[Collected data entries]
.....
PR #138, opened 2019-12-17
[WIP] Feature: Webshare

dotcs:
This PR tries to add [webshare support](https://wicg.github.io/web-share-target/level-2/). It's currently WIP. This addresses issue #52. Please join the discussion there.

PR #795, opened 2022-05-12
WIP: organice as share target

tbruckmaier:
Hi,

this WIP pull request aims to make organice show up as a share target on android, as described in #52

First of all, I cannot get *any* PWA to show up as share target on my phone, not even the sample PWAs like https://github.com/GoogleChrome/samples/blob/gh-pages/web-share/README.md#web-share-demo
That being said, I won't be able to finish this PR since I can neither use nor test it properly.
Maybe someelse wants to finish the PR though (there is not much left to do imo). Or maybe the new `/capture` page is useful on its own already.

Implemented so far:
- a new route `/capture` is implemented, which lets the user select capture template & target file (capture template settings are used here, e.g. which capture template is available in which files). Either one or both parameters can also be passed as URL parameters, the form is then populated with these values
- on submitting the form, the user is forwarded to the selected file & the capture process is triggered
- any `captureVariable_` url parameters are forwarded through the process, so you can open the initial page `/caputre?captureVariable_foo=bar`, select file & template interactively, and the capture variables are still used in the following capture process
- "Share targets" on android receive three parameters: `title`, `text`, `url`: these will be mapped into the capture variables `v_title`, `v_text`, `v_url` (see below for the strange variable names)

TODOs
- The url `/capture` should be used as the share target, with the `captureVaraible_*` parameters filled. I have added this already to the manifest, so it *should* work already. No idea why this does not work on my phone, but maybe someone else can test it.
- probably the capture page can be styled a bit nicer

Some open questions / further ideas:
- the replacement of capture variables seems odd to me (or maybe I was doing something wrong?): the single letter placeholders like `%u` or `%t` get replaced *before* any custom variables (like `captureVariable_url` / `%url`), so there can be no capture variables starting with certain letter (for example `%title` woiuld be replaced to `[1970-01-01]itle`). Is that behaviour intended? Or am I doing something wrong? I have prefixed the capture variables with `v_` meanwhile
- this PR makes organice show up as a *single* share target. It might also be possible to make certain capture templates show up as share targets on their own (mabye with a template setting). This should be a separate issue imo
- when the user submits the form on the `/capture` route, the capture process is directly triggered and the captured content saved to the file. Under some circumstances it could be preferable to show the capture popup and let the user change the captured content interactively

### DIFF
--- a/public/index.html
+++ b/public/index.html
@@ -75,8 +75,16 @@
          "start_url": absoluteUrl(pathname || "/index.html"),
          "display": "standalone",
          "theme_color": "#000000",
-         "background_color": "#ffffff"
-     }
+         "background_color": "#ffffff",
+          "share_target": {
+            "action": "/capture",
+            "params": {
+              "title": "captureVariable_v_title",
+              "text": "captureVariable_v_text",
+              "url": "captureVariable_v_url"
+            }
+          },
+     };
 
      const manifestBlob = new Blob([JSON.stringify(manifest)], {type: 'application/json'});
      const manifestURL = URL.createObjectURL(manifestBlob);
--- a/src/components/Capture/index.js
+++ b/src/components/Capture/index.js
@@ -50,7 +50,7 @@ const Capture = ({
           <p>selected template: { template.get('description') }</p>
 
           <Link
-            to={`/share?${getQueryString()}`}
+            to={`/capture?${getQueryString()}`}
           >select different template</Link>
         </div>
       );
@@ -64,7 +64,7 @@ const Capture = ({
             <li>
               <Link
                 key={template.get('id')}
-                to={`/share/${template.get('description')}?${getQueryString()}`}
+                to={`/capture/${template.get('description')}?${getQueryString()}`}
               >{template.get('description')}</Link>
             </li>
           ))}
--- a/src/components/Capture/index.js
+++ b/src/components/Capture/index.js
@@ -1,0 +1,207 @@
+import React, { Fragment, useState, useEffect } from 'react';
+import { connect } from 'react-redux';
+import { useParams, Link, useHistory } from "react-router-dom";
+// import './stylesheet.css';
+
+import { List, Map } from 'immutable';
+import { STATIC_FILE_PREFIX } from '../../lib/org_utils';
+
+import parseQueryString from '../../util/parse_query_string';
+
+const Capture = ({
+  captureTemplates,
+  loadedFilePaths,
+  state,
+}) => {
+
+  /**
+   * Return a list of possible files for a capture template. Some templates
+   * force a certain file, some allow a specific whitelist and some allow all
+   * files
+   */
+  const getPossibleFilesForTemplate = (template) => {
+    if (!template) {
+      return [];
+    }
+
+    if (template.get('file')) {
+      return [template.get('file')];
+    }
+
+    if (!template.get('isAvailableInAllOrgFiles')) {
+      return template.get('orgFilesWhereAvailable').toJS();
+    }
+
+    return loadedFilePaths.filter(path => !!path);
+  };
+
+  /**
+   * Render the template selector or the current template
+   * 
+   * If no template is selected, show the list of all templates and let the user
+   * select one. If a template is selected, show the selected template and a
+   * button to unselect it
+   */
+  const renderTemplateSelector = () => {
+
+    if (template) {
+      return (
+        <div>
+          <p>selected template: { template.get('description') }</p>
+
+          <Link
.....
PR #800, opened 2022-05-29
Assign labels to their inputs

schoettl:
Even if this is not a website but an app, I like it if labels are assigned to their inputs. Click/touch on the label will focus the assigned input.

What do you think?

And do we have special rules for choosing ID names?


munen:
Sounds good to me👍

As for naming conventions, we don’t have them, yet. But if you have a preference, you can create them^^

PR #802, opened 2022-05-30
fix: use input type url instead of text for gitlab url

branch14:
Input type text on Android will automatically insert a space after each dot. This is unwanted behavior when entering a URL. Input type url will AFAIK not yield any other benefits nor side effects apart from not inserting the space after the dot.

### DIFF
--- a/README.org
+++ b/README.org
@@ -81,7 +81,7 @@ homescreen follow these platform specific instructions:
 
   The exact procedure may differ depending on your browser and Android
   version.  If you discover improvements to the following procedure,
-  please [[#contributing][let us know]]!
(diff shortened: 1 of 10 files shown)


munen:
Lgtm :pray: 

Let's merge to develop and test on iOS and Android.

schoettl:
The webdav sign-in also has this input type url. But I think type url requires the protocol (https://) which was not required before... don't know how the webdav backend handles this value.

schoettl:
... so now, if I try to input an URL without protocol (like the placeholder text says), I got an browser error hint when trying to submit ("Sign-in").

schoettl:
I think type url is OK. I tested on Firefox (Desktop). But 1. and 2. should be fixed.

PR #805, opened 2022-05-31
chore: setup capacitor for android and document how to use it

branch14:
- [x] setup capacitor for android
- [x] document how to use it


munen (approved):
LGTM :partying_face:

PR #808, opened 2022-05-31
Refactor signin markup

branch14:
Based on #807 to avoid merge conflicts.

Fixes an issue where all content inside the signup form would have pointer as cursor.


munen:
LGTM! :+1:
.....
» **PROBLEM DETAILS**
Pick from the records each line that contains the word "also" and show it.

» **RESULT**
- a new route `/capture` is implemented, which lets the user select capture template & target file (capture template settings are used here, e.g. which capture template is available in which files). Either one or both parameters can also be passed as URL parameters, the form is then populated with these values
- this PR makes organice show up as a *single* share target. It might also be possible to make certain capture templates show up as share targets on their own (mabye with a template setting). This should be a separate issue imo
The webdav sign-in also has this input type url. But I think type url requires the protocol (https://) which was not required before... don't know how the webdav backend handles this value.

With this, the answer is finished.